Suppose that $G$ is an infinite, locally finite, connected graph.
Fix a vertex $o$ in the graph and for each $n$ and $x$ let $p(n,o,x)$ be the probability that a simple random walk (at each step a neighbor is chosen uniformly at random) starting at $o$ will reach $x$ after $n$ steps.
Suppose now that one modifies the graph by adding a finite number of vertices and edges (and maybe deleting edges too but keeping the thing connected) within the ball of some radius $r$ centered at $o$.
Letting $q(n,o,x)$ be the new transition probabilities.
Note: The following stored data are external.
Issue #2508, opened 2026-07-09
agent action implement: WP status commit falls into the legacy safe_commit path mid-mission (coord topology) — identity meta read off the coord husk


rayjohnson:
Live blocker on a coordination-topology mission (spec-kitty 3.2.6-dev main).

## Repro

Mission with coordination topology in flight (registered `-coord` worktree holding the live status partition; primary checkout on the mission's feature branch):

```
spec-kitty agent action implement WP03 --agent claude-code --mission <slug>
```

The WP-status commit (`chore: Start WP03 implementation`) refuses: it resolves its commit target to the **primary checkout** and demands the **coordination branch** be checked out there. `move-task`'s status write routed correctly through the coord worktree minutes earlier under the same build.

## Mechanics (verified against the live repo)

`workflow.py`'s `_commit_workflow_change` selects its commit mechanism via `_load_coord_branch_meta(feature_dir)` — but the `feature_dir` threaded in by the action-implement path is `_canonical_status_feature_dir(...)` = `resolve_handle_to_read_path(...)`, the **topology-aware status dir**, i.e. the coord worktree copy for an in-flight coordination mission. Mission identity (`coordination_branch`/`mission_id`/`mid8`) is a **PRIMARY-partition** artifact — `meta.json` never transits the coordination branch — so the husk read returns `(None, None, None)`:

```
resolved read dir: .worktrees/<slug>-coord/kitty-specs/<slug>
meta.json there  : False
coord_branch_meta: (None, None, None)
```

With identity gone, the modern `BookkeepingTransaction` path (which correctly lands the commit on the coordination branch via the coord worktree) never engages, and the **legacy fallback** runs `safe_commit(repo_root=primary, worktree_root=primary, target=CommitTarget(ref=<seam-resolved coord branch>))` — primary has the feature branch checked out → refusal. The function's own diagnostic even logs the seam-vs-caller divergence just above, but the mechanism selector still keys off the husk read.

Same coord-shadows-primary class as #2331/#2430/#2502 — this one on the **write-mechanism-selection** side. Ironically `_canonical_status_feature_dir`'s docstring describes the read seam anchoring identity on PRIMARY meta; the commit site just doesn't use that anchor.

## Fix shape

[...]

Issue #2502, opened 2026-07-09
Dashboard artifact viewers (spec/plan/research/contracts/checklists) empty for in-flight coordination missions — third coord-shadows-primary endpoint family, missed by #2431


rayjohnson:
Direct follow-up to #2430 / PR #2431: that fix re-anchored the mission **list** (`scan_all_features`) and **kanban** (`scan_feature_kanban`) to read planning artifacts primary-first — but the dashboard has a third endpoint family the fix missed.

## Observed (live repo, spec-kitty 3.2.6-dev with #2431)

For an **in-flight** coordination mission (`review-context-depth-…`, live `-coord` worktree present):

- `GET /api/features` → `spec=true plan=true research=true`, `path=kitty-specs/<slug>` ✅ (#2431 working)
- `GET /api/research/<slug>` → `{"main_file": null, "artifacts": []}` ❌ — clicking spec/plan/research in the UI shows **nothing**, while the kanban shows the work fine.

For *finished* missions (coord worktree removed) the viewers work, which hides the bug until you look mid-run — the same "invisible precisely because it's running" irony as #2430.

## Mechanics

`dashboard/handlers/features.py` resolves the feature dir via the gather-based, coord-first `resolve_feature_dir()` at four sites and then reads **planning content** off it:

- `handle_research` (`:202`) — reads `research.md` + `research/` from the coord husk → null/empty
- `_handle_artifact_directory` (`:304`) — contracts/checklists listings → empty
- `handle_artifact` (`:395`) — the spec/plan/etc. file server → 404s
- `handle_kanban` (`:161`) — a **split** case: its `is_legacy_format` check is a planning-surface question (husk → wrongly non-legacy) while its `read_only_weighted_percentage` read is a status question where coord-first is *correct*

## Fix shape (same pattern as #2431, one helper)

Expose a public `resolve_feature_planning_dir(project_dir, feature_id)` in `dashboard/scanner.py` composing `resolve_feature_dir` (coord-first, status authority) with the existing `_resolve_planning_dir_primary_first` re-anchor, and use it at the three artifact sites + the legacy check; the weighted-percentage read keeps the coord-first dir. PR incoming.

Issue #2430, opened 2026-07-06
Dashboard: PR-bound missions planned on a feature branch are invisible (spec-commit targets feature branch; dashboard reads only the coordination worktree)


rayjohnson:
## Summary

A PR-bound mission created on an (unprotected) feature branch is **invisible in the dashboard**: the dashboard resolves the mission to its **coordination worktree**, but `spec-commit` on an unprotected primary commits planning artifacts **directly to the feature branch** — so the coordination worktree's mission directory never receives `spec.md` / `plan.md` / `tasks.md` / `meta.json`, and the dashboard drops the mission from `/api/features`.

The three components are each behaving as documented; their composition makes any feature-branch-planned mission with coordination topology invisible.

## Environment

- spec-kitty **3.2.4**, macOS (darwin), git repo with primary branch `main` (not protected for local commits)

## Repro

1. On the primary checkout, create a PR-bound mission that starts a feature branch:
   ```
   spec-kitty agent mission create "my-mission" ... --json --pr-bound --branch-strategy already-confirmed --start-branch feat/my-mission
   ```
   → mission dir scaffolded; coordination branch `kitty/mission-my-mission-<id>` + coordination worktree `.worktrees/my-mission-<id>-coord/` created.
2. Write `spec.md`, then commit via the sanctioned entrypoint:
   ```
   spec-kitty spec-commit --mission my-mission-<id> -m "Add spec" kitty-specs/my-mission-<id>/spec.md
   ```
   Per its own help — *"On an unprotected or flattened primary the commit is direct"* — this lands on `feat/my-mission`, **not** the coordination branch.
3. Continue through `/spec-kitty.plan`, `/spec-kitty.tasks`, `finalize-tasks` (all commit to the feature branch), start the orchestrator (status transitions DO land on the coordination branch).
4. `spec-kitty dashboard` → the mission is absent from the mission list.

## Observed

- `spec-kitty dashboard --json` registers the mission with
  `feature_dir = .worktrees/my-mission-<id>-coord/kitty-specs/my-mission-<id>`.
- That directory contains **only** `status.json`, `status.events.jsonl`, `analysis-report.md` (orchestrator/status writes) — no `meta.json`, `spec.md`, `plan.md`, `tasks.md`, `tasks/`.
- `GET /api/features` omits the mission entirely (other missions, whose registered dirs happen to contain full artifact copies from an earlier era when spec-commit routed via coordination, render fine).
[...]

Issue #2331, opened 2026-07-04
dashboard orphans a valid in-flight (mid-orchestration) mission — hidden from the mission dropdown


rayjohnson:
## Environment
- spec-kitty 3.2.4; `spec-kitty-orchestrator` as a separate tool; git-worktree-based orchestration.
- Affected mission is on a feature branch (unmerged), `mission_number` null, and is **mid-orchestration** (live coord + lane worktrees checked out).

## Symptom
A valid, mid-orchestration mission is registered in the dashboard as `orphan:<slug>` instead of its canonical `mission_id` (ULID), so it is **filtered out of the `spec-kitty dashboard` mission dropdown**. Every sibling mission resolves to its real ULID. `dashboard --json` shows e.g. `"mission_id": "orphan:<slug>"`. Cosmetic — orchestration and mission data are unaffected.

## Root cause (verified against the code)
In `src/specify_cli/dashboard/scanner.py`:
- `gather_feature_paths()` applies **coordination-worktree copies last** (*"Coordination worktrees beat everything else"*), so the mission's `feature_dir` becomes `.worktrees/<slug>-coord/kitty-specs/<slug>/`.
- `_read_mission_identity(feature_dir)` reads `<coord-worktree>/kitty-specs/<slug>/meta.json` — which **does not exist in the coord worktree** (`meta.json` is a PRIMARY-partition artifact that lives on the primary surface, not the coord worktree) → returns `(None, None)`.
- `_mission_record_key(...)` → both identity fields absent → **`orphan:<slug>`**; the dropdown filters pseudo-keys.

This is the same class as the coord-read-surface work (#2115/#2118/#2185): a PRIMARY artifact (`meta.json` identity) is being read off the coordination surface. The scanner also uses a parallel `_read_mission_identity` reader rather than the canonical identity seam.

Secondary: `materialize`'s `lifecycle.json` omits `mission_id` entirely (`derive_mission_lifecycle` resolves identity via `resolve_mission_identity` but `MissionLifecycleResult.to_dict()` drops the field), so it offers no recovery link.

## Fix direction
1. Resolve mission **identity** from the PRIMARY surface via the canonical `primary_feature_dir_for_mission` + `resolve_mission_identity` seams (retiring the parallel `_read_mission_identity`), while keeping the coord path for live status/board display.
2. Add `mission_id` to `MissionLifecycleResult` / `lifecycle.json`.

## Acceptance criteria
[...]

PR #2511, opened 2026-07-09
fix(#2510): orchestrator-api transition derives subtasks_complete from the PRIMARY surface

### LINKED ISSUE #2510: orchestrator-api transition: subtasks_complete inferred from the coord STATUS husk (tasks.md absent → fail-OPEN) — WPs reach for_review/done with every subtask unchecked
Field evidence (coordination-topology mission, orchestrator-driven, spec-kitty 3.2.6-dev): four WPs moved `in_progress → for_review → … → done` with `force=false` while **every** `- [ ] T###` row in `tasks.md` was unchecked (0/16 across the four WPs). The native `move-task` subtask gate returns all the unchecked ids for those exact WPs when called directly — the orchestrator-api path never consults it.

## The chain (each link verified)

1. The orchestrator passes no `--subtasks-complete` (it only forwards the flag when a caller sets it) → the API's `transition` command leaves it `None`.
2. `orchestrator_api.transition` enforces the **commit gate** for `for_review` (explicitly ported: *"the SAME check the native move-task gate uses… so 'done without a commit' is impossible through the orchestrator-api too"*) — but has **no parity for the subtask gate**: `--subtasks-complete` is caller-asserted, and `None` falls through to emit-time inference.
3. `status/emit.py::_infer_subtasks_complete(feature_dir, wp_id)` reads `tasks.md` off `feature_dir` — which on this path is the **coordination STATUS dir** (the coord worktree copy). `tasks.md` is a PRIMARY-partition artifact and never exists there, and the inference **fails open**: `if not tasks_path.exists(): return True`.
4. The downstream guard (`wp_state`: `subtasks_complete is not True` blocks) therefore never fires.

**Fifth member of the coord-shadows-primary class** (#2331 → #2430 → #2502 → #2508 → this): a PRIMARY artifact read off the status surface — this time with a fail-open default that converts the miss into a silent guard bypass.

## Two additional notes for the design pass

- `_infer_subtasks_complete` is a **third parallel implementation** of the subtask-row/section semantics (alongside the native guard and, once #2505 lands, `core/subtask_rows.py`) — and it has drifted: its heading match is any-mention `\b<wp>\b` (the pre-#2346 semantics the guard fixed — a `### WP03 … (depends: WP01)` heading re-enters WP01's section) and it counts ANY unchecked checkbox, not just canonical `T###` rows. Post-#2505, consolidating onto the shared walker would retire the drift.
- `fail-open on missing tasks.md` is defensible for legacy missions but indistinguishable from "read the wrong surface" — worth an explicit comment or a primary-anchored resolve either way.

## Fix shape (PR incoming)

Mirror the commit-gate precedent in `orchestrator_api.transition`: when `to_lane == for_review` and the caller didn't assert `--subtasks-complete`, **derive it server-side from the PRIMARY planning surface** (the command already computes `_planning_read_dir(main_repo_root, mission)` two lines up) instead of letting `None` reach the husk-anchored inference. `--force` keeps its bypass; an explicit caller assertion keeps working (contract-compatible).

rayjohnson:
Fixes #2510 — the subtask guard's silent bypass on every orchestrator-driven `for_review` transition.

## The chain (each link verified against a live repo)

1. The orchestrator never asserts `--subtasks-complete` → the API forwards `None`.
2. `None` reaches emit-time inference (`status/emit.py::_infer_subtasks_complete`), which reads `tasks.md` off the STATUS feature dir — the coordination worktree husk mid-mission, where the PRIMARY-partition `tasks.md` never exists — and **fails open** (`if not tasks_path.exists(): return True`).
3. The `wp_state` guard (`subtasks_complete is not True` blocks) therefore never fires.

Field evidence: four WPs reached `done` with **0/16** canonical rows ticked and `force=false` on every transition, while `_check_unchecked_subtasks` returns every unchecked id for the same WPs when consulted directly. **Fifth member of the coord-shadows-primary class** (#2331 / #2430 / #2502 / #2508) — this one with a fail-open default that converts the surface miss into a guard bypass.

## The fix

Mirrors the command's own commit-gate precedent (`_enforce_for_review_commit_gate`, ported explicitly so *"done without a commit is impossible through the orchestrator-api too"*): when `to_lane == for_review`, the caller did not assert the flag, and `--force` is absent, `transition` derives `subtasks_complete` **server-side from the PRIMARY planning surface** (`_planning_read_dir`, already computed two lines up) using the same inference emit would run — just pointed at the surface that actually holds `tasks.md`. Explicit caller assertions keep working (contract-compatible: no payload/flag changes); `--force` keeps its bypass.

## Tests

Four-case matrix on the captured `TransitionRequest`: unasserted + unchecked PRIMARY rows → `False` (guard blocks); all checked → `True`; explicit `--subtasks-complete` respected (not overridden); `--force` skips derivation. 10 api tests green, `ruff` clean.

## Deliberately not in this PR (noted on #2510)

- `_infer_subtasks_complete` itself is a third, drifted parallel of the subtask-row semantics (any-mention heading match = pre-#2346; counts any checkbox, not just `T###`). Once #2505's shared `core/subtask_rows.py` walker lands, consolidating the inference onto it retires the drift — better as a follow-up on top of #2505 than a cross-PR dependency here.
- Whether the inference's fail-open on missing `tasks.md` should survive at all — legacy-compat question for the maintainers.

### DIFF
--- a/docs/changelog/CHANGELOG.md
+++ b/docs/changelog/CHANGELOG.md
@@ -21,6 +21,19 @@ _The 3.2.6 development cycle is open. Entries land here as missions merge._
 
 ### 🐛 Fixed
 
+- **orchestrator-api `transition` no longer lets WPs into `for_review` with
+  unchecked subtasks (#2510).** The command trusted a caller-asserted
+  `--subtasks-complete`; left unset, emit-time inference read `tasks.md` off
+  the STATUS feature dir — the coordination worktree husk mid-mission, where
+  the PRIMARY-partition `tasks.md` never exists — and **failed open**,
+  silently bypassing the subtask guard native `move-task` enforces (field
+  evidence: four WPs reached `done` with 0/16 rows ticked, `force=false`).
+  Mirroring the command's own commit-gate precedent, the API now derives the
+  value server-side from the PRIMARY planning surface when the caller doesn't
+  assert it; explicit assertions keep working and `--force` keeps its bypass.
+  Fifth member of the coord-shadows-primary class
+  (#2331/#2430/#2502/#2508).
+
 ### ♻️ Changed
 
 ## [3.2.5] - 2026-07-08
--- a/src/specify_cli/orchestrator_api/commands.py
+++ b/src/specify_cli/orchestrator_api/commands.py
@@ -1363,6 +1363,19 @@ def transition(
 
     if to_lane == Lane.FOR_REVIEW:
         _enforce_for_review_commit_gate(cmd, main_repo_root, mission, mission_dir, wp, force)
+        if subtasks_complete is None and not force:
+            # Subtask-gate parity with native move-task (#2510): left as None,
+            # the emit-time inference reads tasks.md off the STATUS feature
+            # dir — the coord worktree husk mid-mission, where tasks.md (a
+            # PRIMARY-partition artifact) never exists — and FAILS OPEN,
+            # letting WPs into for_review with every subtask unchecked.
+            # Derive server-side from the PRIMARY planning surface instead;
+            # an explicit caller assertion keeps working, --force bypasses.
+            from specify_cli.status.emit import _infer_subtasks_complete
+
+            subtasks_complete = _infer_subtasks_complete(
+                _planning_read_dir(main_repo_root, mission), wp
+            )
 
     from specify_cli.coordination.status_transition import emit_status_transition_transactional
     from specify_cli.status import TransitionError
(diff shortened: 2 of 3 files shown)


stijn-dejongh:

stijn-dejongh:

That PR faithfully aggregated your commit for #2510 — **preserved with your original authorship/attribution** — and aligned it with the other four coord-shadows fixes into one coherent slice that closes the read/gate arm of epic #2160 (`_infer_subtasks_complete` no longer fails open; the fix ships on every path). #2510 is closed by #2572.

Can one claim that there exist constants $c$ and $C$ such that $cp(n,o,x) \le q(n,o,x) \le Cp(n,o,x)$ for all $n$ large enough and all $x$ far enough away from $o$?
What information is needed to estimate $c$ and $C$ assuming they do exist?
More generally: What comparison results are known between $p$ and $q$?
I'm willing to assume that the graph $G$ is not positively recurrent (i.e. almost every random walk path returns to the ball of radius $r$ on a set of times with zero density). And also that there are no parity issues (e.g. $p(n,o,x) > 0$ for all $n$ larger than the distance between $o$ and $x$; assume that the graph has an infinite number of triangles in it if this helps).
I've included the functional analysis tag because this situation can be viewed as a finite rank perturbation of a non-negative definite bounded self-adjoint operator on $L^2(G)$ (the operator which averages a function over the neighboring vertices). I know there is a lot of literature on this type of thing but I'm hoping you guys could help me get to the relevant ideas a bit faster.